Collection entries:
PR #489, opened 2023-04-09
Update sbt-header from 5.6.0 to 5.9.0

hnaderi:
Apparently, `sbt-header` `v5.6.0` is [no longer available](https://repo1.maven.org/maven2/de/heikoseeberger/sbt-header_2.12_1.0/).

### DIFF
--- a/core/build.sbt
+++ b/core/build.sbt
@@ -1,3 +1,3 @@
 addSbtPlugin("org.scalameta" % "sbt-scalafmt" % "2.5.0")
-addSbtPlugin("de.heikoseeberger" % "sbt-header" % "5.6.0")
+addSbtPlugin("de.heikoseeberger" % "sbt-header" % "5.9.0")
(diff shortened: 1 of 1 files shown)


armanbilge:
That's because it is available from here:

https://scala.jfrog.io/ui/native/sbt-plugin-releases/de.heikoseeberger/sbt-header/scala_2.12/sbt_1.0/5.6.0/

which suffered a temporary blackout:
- https://github.com/sbt/sbt/issues/7202

If a published artifact ever disappears from Maven Central, that would be an extremely serious issue :)

---

Thanks for the PR. If I remember correctly I avoided updating from 5.6.0 because of bincompat breakage. Maybe to be conservative we should go to 5.6.3 on the 0.4.x branch. I need to look again at what changed.

We should definitely make sure we are on the latest sbt-header on the main branch that will become sbt-typelevel 0.5.

PR #501, opened 2023-05-03
use githubWorkflowBuildSbtStepPreamble in publish step

bpholt:
I think this may have been an oversight.

We don't have to change the default value of `sbtStepPreamble`, but with this change, the default value is never actually used anymore.

### DIFF
--- a/github-actions/src/main/scala/org/typelevel/sbt/gha/WorkflowJob.scala
+++ b/github-actions/src/main/scala/org/typelevel/sbt/gha/WorkflowJob.scala
@@ -20,7 +20,7 @@ final case class WorkflowJob(
     id: String,
     name: String,
     steps: List[WorkflowStep],
-    sbtStepPreamble: List[String] = List(s"++ $${{ matrix.scala }}"),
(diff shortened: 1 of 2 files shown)


github-actions/src/main/scala/org/typelevel/sbt/gha/WorkflowJob.scala
```diff
@@ -20,7 +20,7 @@ final case class WorkflowJob(
     id: String,
     name: String,
     steps: List[WorkflowStep],
-    sbtStepPreamble: List[String] = List(s"++ $${{ matrix.scala }}"),
+    sbtStepPreamble: List[String] = List.empty,
```
armanbilge, line 23: 👍 but probably better for 0.5.

bpholt:
Makes sense. I'm going to close this for now; we can retarget and resurrect it if/when it's ready.

armanbilge:
Thanks, ticketed here:
- https://github.com/typelevel/sbt-typelevel/issues/502

Issue #502, opened 2023-05-04
Dont do `++ scalaVersion` in publish job


armanbilge:
It's pointless.

armanbilge:
Taking this a step further: it should probably be possible to define `WorkflowJobs` without a scala axis, since not every job needs to cross on that at the matrix level.

PR #505, opened 2023-05-10
use githubWorkflowScalaVersions to set the Scala matrix for the validate-steward GHA job

bpholt:
This will clean up the resulting Action name, so that it doesn't change any time the Scala patch version changes, which is good for stable branch protection rules in GitHub.


.github/workflows/ci.yml
```diff
@@ -28,9 +28,12 @@ jobs:
     strategy:
       matrix:
         os: [ubuntu-latest]
-        scala: [2.12.17]
+        scala: [2.12]
         java: [temurin@8, temurin@17]
         project: [rootJVM]
+        exclude:
```
bpholt, line 34: I don't really understand why this exclusion was added—why is the default value based on `githubWorkflowScalaVersions.value.filterNot(_ == defaultScala)`?

https://github.com/typelevel/sbt-typelevel/blob/6077b3ed02762b853f0eed482af6c3f86c39c1a9/core/src/main/scala/org/typelevel/sbt/TypelevelPlugin.scala#L79-L85

project/build.properties
```diff
@@ -1 +1 @@
-sbt.version=1.6.2
+sbt.version=1.8.2
```
bpholt, line 1: I think there was a reason this hasn't been updated, but I don't remember what it was. @armanbilge WDYT?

Task brief :: Nothing but the lines from the one containing "in publish job" to the end of the entries belongs in the answer, and each must match exactly.

Output of the exercise ::
Dont do `++ scalaVersion` in publish job


armanbilge:
It's pointless.

armanbilge:
Taking this a step further: it should probably be possible to define `WorkflowJobs` without a scala axis, since not every job needs to cross on that at the matrix level.

PR #505, opened 2023-05-10
use githubWorkflowScalaVersions to set the Scala matrix for the validate-steward GHA job

bpholt:
This will clean up the resulting Action name, so that it doesn't change any time the Scala patch version changes, which is good for stable branch protection rules in GitHub.


.github/workflows/ci.yml
```diff
@@ -28,9 +28,12 @@ jobs:
     strategy:
       matrix:
         os: [ubuntu-latest]
-        scala: [2.12.17]
+        scala: [2.12]
         java: [temurin@8, temurin@17]
         project: [rootJVM]
+        exclude:
```
bpholt, line 34: I don't really understand why this exclusion was added—why is the default value based on `githubWorkflowScalaVersions.value.filterNot(_ == defaultScala)`?

https://github.com/typelevel/sbt-typelevel/blob/6077b3ed02762b853f0eed482af6c3f86c39c1a9/core/src/main/scala/org/typelevel/sbt/TypelevelPlugin.scala#L79-L85

project/build.properties
```diff
@@ -1 +1 @@
-sbt.version=1.6.2
+sbt.version=1.8.2
```
bpholt, line 1: I think there was a reason this hasn't been updated, but I don't remember what it was. @armanbilge WDYT?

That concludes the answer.